Just to confirm, your recordings are left untouched, correct?


----------



## mr.unnatural (Feb 2, 2006)

That is correct.

I had one HDTivo that I had setup with a virgin 3.1.5f image and the stock 250GB WD drive. I wanted to capture a 6.3 image on an unhacked unit so that I could make a master backup image to restore to my other HDTivos. I got impatient and went ahead and installed the first part of the Zipper program so I could monitor the distribution of the 6.3 slices, as described in my previous post. I figured I'd have to hack it anyway so I could run the installSw.itcl script and install the update.

I found that the slices had been downloaded overnight and proceeded with the update using the modified installSw.itcl file. After the guide data had settled in I made a backup and restored it to another drive to test it out. So far, so good. I didn't bother with trying to copy everything from the old partitions to the new ones to reinstate the hacks. I did attempt to copy partition 3 over to partition 6 for the killhdinitrd'd kernel but it kept telling me I was out of space on the new partition. I remembered reading about this in another thread but I couldn't remember what the workaround was.

I thought I'd try using the Zipper to copy over the killhdinitrd'd kernel and set up my basic networking so I could communicate with the HDTivo and get everything else going later. The Zipper installation went fine and didn't choke, even though I expected it to complain about it being an unrecognized OS and simply refuse to continue. Before I shut down the PC I modified the iptables file and edited the rc.sysinit.author file to include the insmod statement for usbnet.o. 

I made a few other modifications, including the addition of a statement to run netconfig.tcl during bootup. I also copied the netconfig.tcl file over to the Tivo drive from my FAT32 drive while I was at it. Using the Zipper was probably overkill but I figured it was the easiest way to get the necessary files copied over to the drive and get a baseline rc.sysinit.author file setup and install the backported drivers at the same time.

I put the drive in the HDTivo and connected my ethernet adapter and fired it up. I got almost all the way through bootup and then it rebooted. At first I thought I had screwed up the iptables file and put it in a reboot loop. I went upstairs to start working on dinner when, after a few minutes, I heard sound coming from the TV. I checked and found it had completed the boot sequence and gone to live TV. I saw that the ethernet adapter had both LEDs on so I attempted to connect via telnet using TeraTermPro. I was able to get right in and all of my utilities were working as they should.

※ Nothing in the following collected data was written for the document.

PR #15783, opened 2022-08-06
feat: Enable caching functionality on appsmith-server module

trishaanand:


trishaanand:
Server workflow running at : https://github.com/appsmithorg/appsmith/actions/runs/2809732977

trishaanand:
Server workflow after fixing compilation issue : https://github.com/appsmithorg/appsmith/actions/runs/2809917503

app/server/appsmith-server/src/main/java/com/appsmith/server/repositories/BaseAppsmithRepositoryImpl.java
```diff
@@ -377,4 +337,38 @@ public Mono<T> findByGitSyncIdAndDefaultApplicationId(String defaultApplicationI
...
+                });
+    }
+
+    protected Mono<Set<String>> getAnonymousUserPermissionGroups() {
+        Criteria anonymousUserCriteria = Criteria.where(fieldName(QUser.user.email)).is(FieldName.ANONYMOUS_USER);
+
+        Query query = new Query();
+        query.addCriteria(anonymousUserCriteria);
+
+        return mongoOperations.findOne(query, User.class)
```
sidhantgoel, line 370: anonymous user can be cached too

app/server/reactive-caching/src/main/java/com/appsmith/caching/aspects/CacheAspect.java
```diff
@@ -139,7 +137,7 @@ private String deriveKey(String expression, String[] parameterNames, Object[] ar
      * @return Result of the method call, either cached or after calling the original method
      * @throws Throwable
      */
-    @Around("execution(public * *(..)) && @annotation(com.appsmith.caching.annotations.Cache)")
+    @Around("@annotation(com.appsmith.caching.annotations.Cache)")
```
sidhantgoel, line 140: Is this required?

app/server/reactive-caching/src/main/java/com/appsmith/caching/aspects/CacheAspect.java
```diff
@@ -175,7 +173,7 @@ public Object cacheable(ProceedingJoinPoint joinPoint) throws Throwable {
      * @return Mono<Void> that will complete after evicting the key from the cache
      * @throws Throwable
      */
-    @Around("execution(public * *(..)) && @annotation(com.appsmith.caching.annotations.CacheEvict)")
+    @Around("@annotation(com.appsmith.caching.annotations.CacheEvict)")
```
sidhantgoel, line 176: same

app/server/appsmith-server/src/main/java/com/appsmith/server/ServerApplication.java
```diff
@@ -3,10 +3,12 @@
 import org.springframework.boot.Banner;
 import org.springframework.boot.autoconfigure.SpringBootApplication;
 import org.springframework.boot.builder.SpringApplicationBuilder;
+import org.springframework.context.annotation.ComponentScan;
 import org.springframework.scheduling.annotation.EnableScheduling;
 
 @SpringBootApplication
 @EnableScheduling
+@ComponentScan(basePackages = {"com.appsmith"})
```
sidhantgoel, line 11: not required now

app/server/appsmith-interfaces/pom.xml
```diff
@@ -134,6 +134,15 @@
             <artifactId>reactor-netty-core</artifactId>
             <scope>provided</scope>
         </dependency>
+        <dependency>
```
sidhantgoel, line 137: This change is not required

app/server/reactive-caching/src/main/java/com/appsmith/caching/aspects/CacheAspect.java
trishaanand: No. Not required. This was before I realized that the caching method only works when called via the bean and not otherwise. So that means that the function (to be cached) would be public. I can remove this.

app/server/appsmith-server/src/main/java/com/appsmith/server/repositories/BaseAppsmithRepositoryImpl.java
trishaanand: It automatically gets cached because the underlying function uses `this.getPermissionGroupsOfUser(anonymousUser)` as well.

sidhantgoel: Yeah so permission groups of anonymousUser gets cached, but we are reading anonymousUser everytime from DB. Also anonymousUser should also include tenantId criteria.

trishaanand: Makes sense. I will save this in memory so that we don't go fetching the anonymous user every time.

trishaanand: Done.

trishaanand:
Appsmith Server workflow : https://github.com/appsmithorg/appsmith/actions/runs/2819760673

app/server/appsmith-server/src/main/java/com/appsmith/server/services/ce/ApplicationServiceCEImpl.java
```diff
@@ -414,13 +415,19 @@ private Mono<PermissionGroup> createPublicPermissionGroup(Application applicatio
                 .findFirst()
                 .get();
 
+
         // Let this newly created permission group be assignable by everyone who has permission for make public application
         Policy assignPermissionGroup = Policy.builder()
                 .permission(ASSIGN_PERMISSION_GROUPS.getValue())
                 .permissionGroups(makePublicPolicy.getPermissionGroups())
                 .build();
+        // Let this newly created permission group also be manageable by everyone who has permission for make public application
```
sidhantgoel, line 424: are we creating auto generated groups MANAGEABLE by user?

app/server/appsmith-server/src/main/java/com/appsmith/server/repositories/ce/CacheableRepositoryHelperCEImpl.java
```diff
@@ -0,0 +1,102 @@
...
+
+    private String defaultTenantId;
+
+    public CacheableRepositoryHelperCEImpl(ReactiveMongoOperations mongoOperations) {
+        this.mongoOperations = mongoOperations;
+        this.defaultTenantId = null;
+        this.tenantAnonymousUserMap = new HashMap<>();
+    }
+
+    @Cache(cacheName = "permissionGroupsForUser", key="{#user.email + #user.tenantId}")
```
sidhantgoel, line 36: Can we user user.id as a key, it covers both email and tenantId and possibly remove tenantId argument from eviction function

trishaanand: This is easier to debug. Since tenant id gets cached in memory, its not a performance degradation on using the tenant as a parameter.

trishaanand:
Server workflow running at : https://github.com/appsmithorg/appsmith/actions/runs/2831766377

app/server/appsmith-server/src/main/java/com/appsmith/server/services/ce/ApplicationServiceCEImpl.java
trishaanand: Lets remove this permission assigning as part of your unassign permission on permission group PR

app/server/appsmith-server/src/main/java/com/appsmith/server/repositories/ce/CacheableRepositoryHelperCEImpl.java
sidhantgoel: problem is not tenantId, If we use email, more queries will be required to fetch emails of users to evict them, because at most of the places userId information is already available for eviction. and you can easily find userId by querying database for debugging.

trishaanand: Actually email is part of the session user object that we store in redis. That's why the previous ACL implementation was based on emails. We dont fetch the email. Sometimes the id is actually absent in the user session and where we must ahve the id, we do a repo fetch with email. This is a problem that we have faced. Happens rarely, but happens. But email is ALWAYS present.

trishaanand:
Got a go ahead to merge from @sidhantgoel. Merging.

PR #15815, opened 2022-08-08
fix: Remove unwanted logs which may confuse the users

### LINKED ISSUE #15811: [Bug]: Triggering action fields causes console errors for undefined style and content configs of the widget

### Description

When a widget's trigger field contains an action and this field is triggered then we see browser console errors for undefined style and content configs for that widget

### Steps To Reproduce

1. Add any widget, like Switch on the canvas
2. Add a showAlert action on its trigger field
3. Uncheck/check the switch widget and observe the browser console for errors as seen in the screenshot below

image

### Public Sample App

_No response_

### Version

Cloud

aswathkk:
## Description

Error messages related to widget configuration which are helpful only for Widget developers might cause confusion to our users.
So, removing them for a better UX.

Fixes #15811

## Type of change

## How Has This Been Tested?

- Manual

## Checklist:

### DIFF
--- a/app/client/src/utils/WidgetFactory.tsx
+++ b/app/client/src/utils/WidgetFactory.tsx
@@ -223,7 +223,6 @@ class WidgetFactory {
   ): readonly PropertyPaneConfig[] {
     const map = this.propertyPaneContentConfigsMap.get(type);
     if (!map) {
-      log.error("Widget property pane content configs not defined", type);
       return [];
     }
     return map;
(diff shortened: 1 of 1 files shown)


yaldram (approved):
Can we do this - 
```js
const map = this.propertyPaneContentConfigsMap.get(type) || [];
return map
```
Or we can directly return whichever is more readable.

ramsaptami:
Tested and verified on DP

aswathkk:
@yaldram I will consider improving this in a better manner when we remove the feature flag of new property pane updates.

PR #914, opened 2020-10-04
Fix: Do not allow for spaces inside create applications form.

jyash97:
### Current Behavior: 

We can submit an empty application in the Create application form, though BE gives an error it is better to do a client validation instead of waiting for API response to give an error.

### New Behavior:

https://www.loom.com/share/11db2d803aa94158a39e3ae23d3eb559

PR #15837, opened 2022-08-08
fix: Allow "spaces" in theme names while saving and display a more relevant error message 

### LINKED ISSUE #14840: [Bug]-[98]:Save Theme does not support 'space' to save as a theme name

### Description

Saving Theme does not support 'space'. The name with the space is not getting saved as a theme name

image

### Steps To Reproduce

1. Click on canvas to see theming properties
2. Click on 3 dots and click on 'save theme'
3. Try to save theme name with names which have spaces. for eg: My new theme
5. Observe that it does not support spaces as a name and throws error

### Public Sample App

_No response_

### Version

Cloud/Production

dhruvikn:
## Description
This PR intends to allow users to include "space(s)" in their theme name while creating/saving a new theme. Moreover, a new and more relevant error message is displayed which lets the user know what all is accepted in the theme name input.

> No spaces allowed previously and now
> No spaces allowed previously and now

> Old and new error messages
> Old and new error messages

Previously, while saving a new theme, we got an error if the name had any "space". However, Appsmith already has an in-house theme with a space in its name. 😄 

> "Water Lily" Theme
> CleanShot 2022-08-08 at 13 38 29@2x

Fixes #14840

## Type of change

## How Has This Been Tested?
- Manually Tested

> Few test cases
> Few test cases

## Checklist:


app/client/src/ce/constants/messages.ts
```diff
@@ -30,6 +30,8 @@ export const VALID_FUNCTION_NAME_ERROR = () =>
 export const UNIQUE_NAME_ERROR = () => `Name must be unique`;
 export const NAME_SPACE_ERROR = () => `Name must not have spaces`;
 export const SPECIAL_CHARACTER_ERROR = () => `Name must be alphanumeric`;
+export const APLHANUMERIC_HYPHEN_SLASH_SPACE_ERROR = () =>
+  `Name must only contain alphanumeric characters, hyphen, slash, and space`;
```
somangshu, line 34: @dilippitchika does the copy look ok to you?

cc @jnikhila

app/client/src/pages/Editor/ThemePropertyPane/SaveThemeModal.tsx
```diff
@@ -11,7 +11,7 @@ import { getAppThemes } from "selectors/appThemingSelectors";
 import {
   createMessage,
   ERROR_MESSAGE_NAME_EMPTY,
-  SPECIAL_CHARACTER_ERROR,
```
somangshu, line 14: @dhruvikn is this being used elsewhere? Why are we not changing the same?

somangshu (approved):
Apart from the comments, LGTM

app/client/src/pages/Editor/ThemePropertyPane/SaveThemeModal.tsx
dhruvikn: No, the SPECIAL_CHARACTER_ERROR is not being used anywhere else. We can remove it entirely. 
However, APLHANUMERIC_HYPHEN_SLASH_SPACE_ERROR seems a more suitable name for the message.

somangshu: Lets go for that

app/client/src/ce/constants/messages.ts
jnikhila: @somangshu - looks good to me.

jnikhila: @somangshu - On another note, why are there different error messages for different validations for the same field? Can we club them all to show a single error message? Adding detail and getting one after the other error message will frustrate users.

somangshu: @jnikhila the different validation messages are for different kinds of error, clubbing this mean the user will not have a pin pointed idea of what is doing wrong and also might have to jump into the debugger every time, AFAIK This change was made because the user did not have the a good idea about the error. I am not sure if in terms of UX this is a problem, @momcilo-appsmith @dilippitchika can comment on that better. 

@dhruvikn for the other suggested change, we should create a new issue with the relevant details and take it up later. Can you do this?
> Just one minor thing, if we can use something like "A name must begin with a letter and cannot start with a space" instead of "Name must not have spaces"- as it means that the name field cannot have spaces at all.

somangshu (dismissed):
LGTM

app/client/src/ce/constants/messages.ts
dhruvikn: Hi @jnikhila @somangshu. I think there is some confusion. Let me try to paint a clear picture. We have a file called messages.ts that has a lot of messages which are shown on particular conditions throughout Appsmith. 

However, for this Theme Name field, there are only three messages used. These three messages are shown on different occasions. The messages for the Theme Name field are - 
```
ERROR_MESSAGE_NAME_EMPTY = Please select a name
APLHANUMERIC_HYPHEN_SLASH_SPACE_ERROR = Name must only contain alphanumeric characters, hyphen, slash, and space
UNIQUE_NAME_ERROR = Name must be unique
```

Now, as for the `NAME_SPACE_ERROR = Name must not have spaces`, the author intended to say that "Name must not have spaces". Reference - https://github.com/appsmithorg/appsmith/pull/914

chandannkumar:

PR #15873, opened 2022-08-09
Changes for adding unassign permission on permission group

sidhantgoel:
I has given thou access to various assets, on mine own permission it can be taken away, but I give thou the power to abandon them


sidhantgoel:
Workflow
https://github.com/appsmithorg/appsmith/actions/runs/2826087509

app/server/appsmith-server/src/main/java/com/appsmith/server/acl/ce/PolicyGeneratorCE.java
```diff
@@ -166,6 +166,7 @@ private void createThemePolicyGraph() {
 
     private void createPermissionGroupPolicyGraph() {
         lateralGraph.addEdge(AclPermission.MANAGE_PERMISSION_GROUPS, AclPermission.ASSIGN_PERMISSION_GROUPS);
+        lateralGraph.addEdge(AclPermission.MANAGE_PERMISSION_GROUPS, AclPermission.UNASSIGN_PERMISSION_GROUPS);
```
trishaanand, line 169: Hey, no one should have manage permission on CE. We should add a lateral edge from assign to unassign. And remove the usage of manage permission groups (or the permission itself) from our code base.

app/server/appsmith-server/src/main/java/com/appsmith/server/migrations/DatabaseChangelog2.java
```diff
@@ -1517,19 +1517,17 @@ private String getDefaultNameForGroupInWorkspace(String prefix, String workspace
...
         adminPermissionGroup.setDefaultWorkspaceId(workspaceId);
         adminPermissionGroup.setTenantId(workspace.getTenantId());
         adminPermissionGroup.setDescription(FieldName.WORKSPACE_ADMINISTRATOR_DESCRIPTION);
-        Set<Permission> workspacePermissions = AppsmithRole.ORGANIZATION_ADMIN
-                .getPermissions()
-                .stream()
-                .filter(aclPermission -> aclPermission.getEntity().equals(Workspace.class))
-                .map(aclPermission -> new Permission(workspace.getId(), aclPermission))
-                .collect(Collectors.toSet());
-        adminPermissionGroup.setPermissions(workspacePermissions);
```
trishaanand, line 1532: You have overridden storing of permissions in the permission group. Could we bring it back at least till we do a PoC on doing things without these permissions?

app/server/appsmith-server/src/main/java/com/appsmith/server/acl/ce/PolicyGeneratorCE.java
sidhantgoel: no one has manage permission, I've just added the link because it is logical, but we are not giving manage permission.
About unassign from assign I didn't do it because not everyone who can invite can remove, for example developer can invite developers but they can't remove them only admins can remove, so I'm giving unassign to admin permission group and assign as before. manage we are not giving.

app/server/appsmith-server/src/main/java/com/appsmith/server/migrations/DatabaseChangelog2.java
sidhantgoel: I've removed this here because it is already happening in next function, we are keeping both Permissions and sing them to build Policies for now.

sidhantgoel: I just removed this because it was happening twice, once here and then again in next function. We are still storing permissions and using them to build policies.

PR #15881, opened 2022-08-10
fix: Make default DB compulsory in URI string format

### LINKED ISSUE #12713: [Bug]-[210]:Mongo plugin URI parsing issue

### Description

Ref: https://theappsmith.slack.com/archives/C0341RERY4R/p1649405309648129
Cannot share the URI string publicly here for security reasons. 

### Steps To Reproduce

https://theappsmith.slack.com/archives/C0341RERY4R/p1649405309648129 
Cannot share the URI string publicly here for security reasons. 

Workaround: Use the form based datasource config page.

### Public Sample App

_No response_

### Version

cloud

nidhi-nair:
## Description

In the form mode of configuring a Mongo datasource, we have made the default DB a compulsory field so we know which DB to run queries against. This PR adds the same validation for the URI string format.

On running queries:
Screenshot 2022-08-10 at 11 19 22 AM

On testing datasource:
Screenshot 2022-08-10 at 11 16 33 AM

Fixes #12713 

## Type of change

## How Has This Been Tested?
- JUnit Test
- Manual test

## Checklist:


app/server/appsmith-plugins/mongoPlugin/src/main/java/com/external/plugins/utils/MongoPluginUtils.java
```diff
@@ -107,12 +107,16 @@ private static MongoCommand getMongoCommand(ActionConfiguration actionConfigurat
...
-        String databaseName = datasourceConfiguration.getConnection().getDefaultDatabaseName();
+        if (datasourceConfiguration.getConnection() != null) {
+            databaseName = datasourceConfiguration.getConnection().getDefaultDatabaseName();
+        }
 
         // If that's not available, pick the authentication database.
         final DBAuth authentication = (DBAuth) datasourceConfiguration.getAuthentication();
-        if (StringUtils.isEmpty(databaseName) && authentication != null) {
+        if (!StringUtils.hasLength(databaseName) && authentication != null) {
             databaseName = authentication.getDatabaseName();
```
subrata71, line 120: Hey @nidhi-nair 
What if the `authentication.getDatabaseName()` also returns `null`? Won't the users, who fall into this case, see the same error like "name can not be null"?

nidhi-nair: The validations before this step should have taken care of this case @subrata71 . This PR ensures that we will always have a default db name. In fact, we could even remove this condition without expecting trouble, but I'll leave that for the future, just so we're able to discover any other loopholes in the validations.

subrata71: But doesn't it have an effect on the existing datasource configuration with missing db name? @nidhi-nair

nidhi-nair: Hmm .. Good point. We only do validations during save and test, so executions would not discover this for existing datasources. I'll throw an error redirecting them to reconfigure the datasource here as well. Nice catch!

app/server/appsmith-plugins/mongoPlugin/src/main/java/com/external/plugins/utils/MongoPluginUtils.java
```diff
@@ -107,15 +107,23 @@ private static MongoCommand getMongoCommand(ActionConfiguration actionConfigurat
...
         }
 
+        if (databaseName == null) {
+            throw new AppsmithPluginException(AppsmithPluginError.PLUGIN_DATASOURCE_ARGUMENT_ERROR, "Missing default database name.");
+        }
```
subrata71, line 125: I wonder if someday we refactor these error messages and forget to do the same in the test cases. I understand this should not be part of this PR but I can forsee that it might happen. @nidhi-nair

subrata71 (approved):
The change looks good to me. I hope this will help this issue from ever happening again. 🙏

subrata71 (approved):

PR #15883, opened 2022-08-10
Cleanup on PolicyUtils

sidhantgoel:
1. Removed outdated functions that uses users and commented the code using them, that was mostly from Comment feature.
2. Made functions to return and use Set of Policy as it is more appropriate return type, that also removes unnecessary creation of Map and Map if required can be created by the calling function.
3. Removed deepcopy and optimized the logic for adding and removing Policies to the object.


sidhantgoel:
Server Workflow
https://github.com/appsmithorg/appsmith/actions/runs/2830398862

I also tried ftp and got right in.


----------



## pdawg17 (Mar 1, 2003)

mr.unnatural said:


> That is correct.
> 
> I had one HDTivo that I had setup with a virgin 3.1.5f image and the stock 250GB WD drive. I wanted to capture a 6.3 image on an unhacked unit so that I could make a master backup image to restore to my other HDTivos. I got impatient and went ahead and installed the first part of the Zipper program so I could monitor the distribution of the 6.3 slices, as described in my previous post. I figured I'd have to hack it anyway so I could run the installSw.itcl script and install the update.
> 
> ...


Any DD audio problems?


----------



## Tonedeaf (Sep 24, 2004)

Thanks Cheer. Used your instructions above and forced the install of 6.3 on mine last night.


----------



## mr.unnatural (Feb 2, 2006)

> Any DD audio problems?


That's hard to say since I've only watched one show recorded on it so far (NCIS). I did notice a momentary loss of audio for a few seconds but it never reoccurred. I normally wouldn't have paid much attention to it except for the fact that some people had reported issues with DD and 6.3, which is why I noticed it at all. I've got a few more recordings I plan on watching this evening so I'll post an update if I experience any problems.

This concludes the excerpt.